Records shown:

== Segment start ==

PR #3216, opened 2018-01-22
Refactor Resnet and use class-based model

karmel:
I started trying to add multi-GPU mode to Resnet, but I realized I couldn't do that cleanly without refactoring some of the Cifar10/Imagenet code. But I couldn't really refactor cleanly knowing that the conversion to class-based models was coming, so I attempted to refactor into class-based models here.

### Notes

* I tried not to touch data-processing, input functions, or the layer-assembly functions in this refactor, except to standardize the naming of a few variables. If you note differences... that is probably a mistake.
* This is intended as a true refactor, so no functionality should have changed, though some of the function names did do to the creation of the Model class.
* This appears to work with Cifar10, but Imagenet is still running as of ~2 days ago, so it will take a little while to confirm that that still converges. (See details on performance/accuracy below.)

### Open questions

- [ ] For the ease of review, I kept the functions in resnet_model.py and resnet_shared.py separate, but, given the length/purpose of the files, it might make sense to combine them into a single module, as in MNIST. Thoughts?
- [x] One known difference that I still have to resolve: in the original Imagenet, loss was calculated over all trainable vars [EXCEPT those with 'batch_normalization' in the name](https://github.com/tensorflow/models/blob/master/official/resnet/imagenet_main.py#L189), with a comment saying this was better for accuracy. I have not yet added this in, as I'm not sure the best solution here-- some choices: (1) Remove it for both datasets; (2) add it for both datasets; (3) add a param that indicates whether batch_normalization vars should be excluded; (4) add a more flexible means of excluding arbitrary vars from the loss. Opinions as to which of these is the best path for both these particular models and overall model usability?

### Appendix

Cifar10 trains on a single GPU to comparable accuracy as master, and in comparable time:

```
INFO:tensorflow:learning_rate = 1e-04, cross_entropy = 0.0043777777, train_accuracy = 0.99919873 (10.313 sec)
INFO:tensorflow:loss = 0.15030411, step = 97569 (10.313 sec)
INFO:tensorflow:global_step/sec: 9.71699
INFO:tensorflow:learning_rate = 1e-04, cross_entropy = 0.00943729, train_accuracy = 0.99921876 (10.291 sec)
INFO:tensorflow:loss = 0.15535825, step = 97669 (10.291 sec)
...
INFO:tensorflow:Saving dict for global step 97675: accuracy = 0.9285, global_step = 97675, loss = 0.46341026
{'loss': 0.46341026, 'global_step': 97675, 'accuracy': 0.9285}
```

Imagenet is still training on a single GPU. Current status:

```
INFO:tensorflow:loss = 3.966461, step = 216786 (66.835 sec)
INFO:tensorflow:global_step/sec: 1.49444
INFO:tensorflow:learning_rate = 0.0125, cross_entropy = 2.3299885, train_accuracy = 0.39620537 (66.915 sec)
```

I tested that these run on CPU, but did not wait for them to complete.


official/resnet/resnet_model.py
```diff
@@ -205,162 +205,99 @@ def projection_shortcut(inputs):
...
-        data_format=data_format)
-    inputs = block_layer(
-        inputs=inputs, filters=32, block_fn=building_block, blocks=num_blocks,
-        strides=2, is_training=is_training, name='block_layer2',
-        data_format=data_format)
-    inputs = block_layer(
-        inputs=inputs, filters=64, block_fn=building_block, blocks=num_blocks,
-        strides=2, is_training=is_training, name='block_layer3',
-        data_format=data_format)
+    self.params = self.get_model_params()
```
asimshankar: Would it make sense for all params to be arguments to `__init__` instead of this separate `get_model_params()` method?

official/resnet/resnet_shared.py
```diff
@@ -0,0 +1,175 @@
...
+  tf.summary.scalar('cross_entropy', cross_entropy)
+
+  # Add weight decay to the loss.
+  loss = cross_entropy + params['weight_decay'] * tf.add_n(
+      [tf.nn.l2_loss(v) for v in tf.trainable_variables()])
+
+  if mode == tf.estimator.ModeKeys.TRAIN:
+    # Scale the learning rate linearly with the batch size. When the batch size
+    # is 128, the learning rate should be 0.1.
+    initial_learning_rate = 0.1 * params['batch_size'] / params['batch_denom']
```
asimshankar: Instead of multiple params - `batch_size`, `batch_denorm`, `epochs` etc., my inclination would be to take a single param: `learning_rate`, which is supposed to be a function that returns the learning rate tensor. So, instead of:

```python
tf.estimator.Estimator(model_fn=..., params={
  'batch_size': FLAGS.batch_size,
  'batch_denom': FLAGS.batch_denom,
   ...
})
```

you'd have:

```python
def learning_rate():
   ...

tf.estimator.Estimator(model_fn=..., params={
  'learning_rate' = learning_rate,
})
```

With that, we more cleanly separate out the learning rate decay logic from the rest of the model, make it easier to experiment with for those that are interested, and make for fewer parameters to understand for those who aren't.

Thoughts?

official/resnet/resnet_model.py
karmel: `get_model_params` makes it easy to subclass this for each dataset and just define the params for model setup in the class. Passing through init would work, but makes it harder to run some of the checks that are easy to include in a class. Six of one, half dozen of another at the end of the day, but since we're going class-based, it seems more Pythonic to keep it that way for the specific versions as well.

official/resnet/resnet_shared.py
karmel: I have no issue with that-- I don't have a great sense of what people would want to play with at this stage, so I trust you on that. That would mean each learning_rate would be defined in the dataset-specific file, which separates it from the rest of the training logic, but if you think finding the function is less burdensome in this case than passing in the params, that WFM.

official/resnet/resnet_model.py
asimshankar: Didn't quite follow. I was imagining something like this:

```python
class Model(object):
   def __init__(self,
                       resnet_size,
                       num_classes,
                       num_filters,
                       kernel_size,
                       ...):
     # ...

class Cifar10Model(Model):
   def __init__(self, resnet_size, data_format=None):
         super(ImageNetModel, self).__init__(
                 resnet_size=resnet_size,
                 data_format=data_format,
                 num_classes=10,
                 kernel_size=3,
                 ...):
```

This way there is one clear specification of all the parameters in the `Model` class. With the `get_model_parameters()` method, which returns a dictionary, there is no obvious spec of what the keys in the dictionary should be. One has to comb through the implementation of the base class to figure that out.

I feel having that clear spec will be helpful.

karmel: Oh, got it, I misunderstood. Yes, that makes sense-- will do.

official/resnet/cifar10_main.py
```diff
@@ -180,116 +149,75 @@ def input_fn(is_training, data_dir, batch_size, num_epochs=1):
...
-    with tf.control_dependencies(update_ops):
-      train_op = optimizer.minimize(loss, global_step)
-  else:
-    train_op = None
+  features = tf.reshape(features, [-1, _HEIGHT, _WIDTH, _NUM_CHANNELS])
+
+  learning_rate_fn = resnet_shared.learning_rate_with_decay(
+      batch_size=params['batch_size'], batch_denom=128,
+      train_images=_NUM_IMAGES['train'], epochs=[100, 150, 200],
+      decay_rates=[1, 0.1, 0.01, 1e-3])
```
karmel: @asimshankar -- is this what you had in mind?

official/resnet/resnet_model.py
```diff
@@ -205,162 +205,126 @@ def projection_shortcut(inputs):
...
+      resnet_size: A single integer for the size of the ResNet model.
+      num_classes: The number of classes used as labels.
+      num_filters: The number of filters to use for the model.
+      kernel_size: The kernel size to use for convolution.
+      first_pool_size: Pool size to be used for the first pooling layer.
+        If none, the first pooling layer is skipped.
+      second_pool_size: Pool size to be used for the second pooling layer.
+      block_fn: Which block layer function should be used? Pass in one of
+        the two functions defined above: building_block or bottleneck_block
+      layers: A list containing n values, where n is the bnumber of block
```
asimshankar: `layers` seems like a very ambiguous name (especially since there are other "layers" like the pooling ones and the final layer that aren't affected by this). How about we call out all the "block" affecting parameters together. So `layers` becomes `block_sizes` or `num_blocks` and `stride_sizes` becomes `block_strides` (see comment below).

Then we have three "block" parameters: `block_fn`, `block_sizes`, `block_strides`.

karmel:
That was a very effective review, and I feel like the code is much more readable now. Thanks @asimshankar  for not letting me be lax about documentation. I think I have addressed all the comments accept the original two open questions:

1. I will combine the two files, but in a follow-up PR to prevent Github from losing all of these comments.
2. @nealwu -- thoughts on the second of the two Open Questions in the original PR above? If you don't have a preference, I will just pick one of options (3) or (4) for resolving.

Meanwhile, running the models to make sure things still work.

nealwu:
What I found with including batch normalization in the loss calculations in CIFAR-10 and in ImageNet was that in CIFAR-10, it provided a significant boost to the validation accuracy, whereas in ImageNet, it caused a noticeable drop in the validation accuracy.

Our best theory for why that happens is that since CIFAR-10 is a fairly small dataset, the batch norm variables have the possibility of overfitting the training data, so some regularization helps. Meanwhile in ImageNet, regularization is not necessary and doesn't help but actually hurts. I found the effect in both cases to be decently large, so I would recommend keeping it (either option 3 or 4).

nealwu:
One more thing to consider: unfortunately there is a good chance this PR ends up breaking my [checkpoint](https://github.com/tensorflow/models/tree/master/official/resnet#pre-trained-model). Could you check whether that checkpoint still works, and if not, are you able to generate a new one?

karmel:
All right, batch_normalization now excluded and commented with @nealwu 's notes. Coming in follow-up PRs:

* Combining the two files into one resnet.py
* I will upload new saved model files for these after they finish running. (Just restarted with most recent changes. CIFAR-10 should be done in a few hours, ImageNet will take ... 6.5d at its current rate.)

Anything remaining for this PR? Or are we good at this point?

official/resnet/cifar10_main.py
```diff
@@ -18,63 +18,33 @@
...
-         'provides a performance boost on GPU but is not always compatible '
-         'with CPU. If left unspecified, the data format will be chosen '
-         'automatically based on whether TensorFlow was built for CPU or GPU.')
+import resnet_shared
 
 _HEIGHT = 32
 _WIDTH = 32
-_DEPTH = 3
+_NUM_CHANNELS = 3
+_DEFAULT_IMAGE_SIZE = _HEIGHT * _WIDTH * _NUM_CHANNELS
```
asimshankar: Optional: Perhaps call this `_DEFAULT_IMAGE_BYTES` (to make the unit of "size" clearer)

official/resnet/cifar10_main.py
```diff
@@ -180,116 +149,80 @@ def input_fn(is_training, data_dir, batch_size, num_epochs=1):
...
+      batch_size=params['batch_size'], batch_denom=128,
+      num_images=_NUM_IMAGES['train'], boundary_epochs=[100, 150, 200],
+      decay_rates=[1, 0.1, 0.01, 0.001])
 
-  # Create a tensor named train_accuracy for logging purposes
-  tf.identity(accuracy[1], name='train_accuracy')
-  tf.summary.scalar('train_accuracy', accuracy[1])
+  # We use a weight decay of 0.0002, which performs better
+  # than the 0.0001 that was originally suggested.
+  weight_decay = 2e-4
```
asimshankar: Optional: Inline this into the call to `resnet_shared.resnet_model_fn`?

official/resnet/imagenet_main.py
```diff
@@ -159,120 +126,90 @@ def input_fn(is_training, data_dir, batch_size, num_epochs=1):
...
+class ImagenetModel(resnet_model.Model):
+  # >= this value of resnet_size, use more layers and bottleneck blocks.
+  size_threshold = 50
+
+  def __init__(self, resnet_size, data_format=None):
+    """These are the parameters that work for Imagenet data.
+    """
+
+    # For bigger models, we want to use "bottleneck" layers
+    if resnet_size < self.size_threshold:
```
asimshankar: This seems to be the only place `size_threshold` is used. If so, I would suggest that we remove lines 133 and 134 and inline this to:

```python
if resnet_size < 50:
  ...
```

official/resnet/imagenet_main.py
```diff
@@ -159,120 +126,90 @@ def input_fn(is_training, data_dir, batch_size, num_epochs=1):
...
+        second_pool_size=7,
+        second_pool_stride=1,
+        block_fn=block_fn,
+        block_sizes=_get_imagenet_layers(resnet_size),
+        block_strides=[1, 2, 2, 2],
+        final_size=final_size,
+        data_format=data_format)
+
+
+def _get_imagenet_layers(resnet_size):
```
asimshankar: Rename this (specifically, don't use the word `layers`)? Perhaps `def _block_sizes(resnet_size)` instead?

official/resnet/imagenet_test.py
```diff
@@ -46,11 +47,12 @@ def reshape(shape):
 
     with graph.as_default(), self.test_session(
         use_gpu=with_gpu, force_gpu=with_gpu):
-      model = resnet_model.imagenet_resnet_v2(
-          resnet_size, 456,
+      model = imagenet_main.ImagenetModel(
+          resnet_size,
           data_format='channels_first' if with_gpu else 'channels_last')
+      model.num_classes = 456
```
asimshankar: Changing `num_classes` after the fact seems a bit iffy to me as it isn't obvious that it is safe to do so (for example, does the base-class of `ImagenetModel` set some state based on `num_classes` provided to it?).

I would suggest that instead of changing this after the fact, we make `ImagenetModel.__init__` take a `num_classes` argument (that can default to `_NUM_CLASSES`). So line 50 will become:

```python
model = imagenet_main.ImagenetModel(
  resnet_size,
  data_format=...,
  num_classes=456)
```

official/resnet/cifar10_main.py
karmel: I left this pulled out so it was clear what the comment referred to, since it seems like an important detail that we are changing the original implementation.

official/resnet/imagenet_test.py
karmel: This appeared just to be a relic preserved from the previous test, and not really testing anything in particular. Just used the default class size, rather than introducing a new param for the sake of one test.

karmel:
All right, all in, and everything still runs. Merging this, and will address any remaining concerns that get discovered in follow ups. Thanks, all.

== Segment end ==

Activity: Work out how many lines of the data above contain the string "Perhaps" and give the number alone.

Reply to the task: 2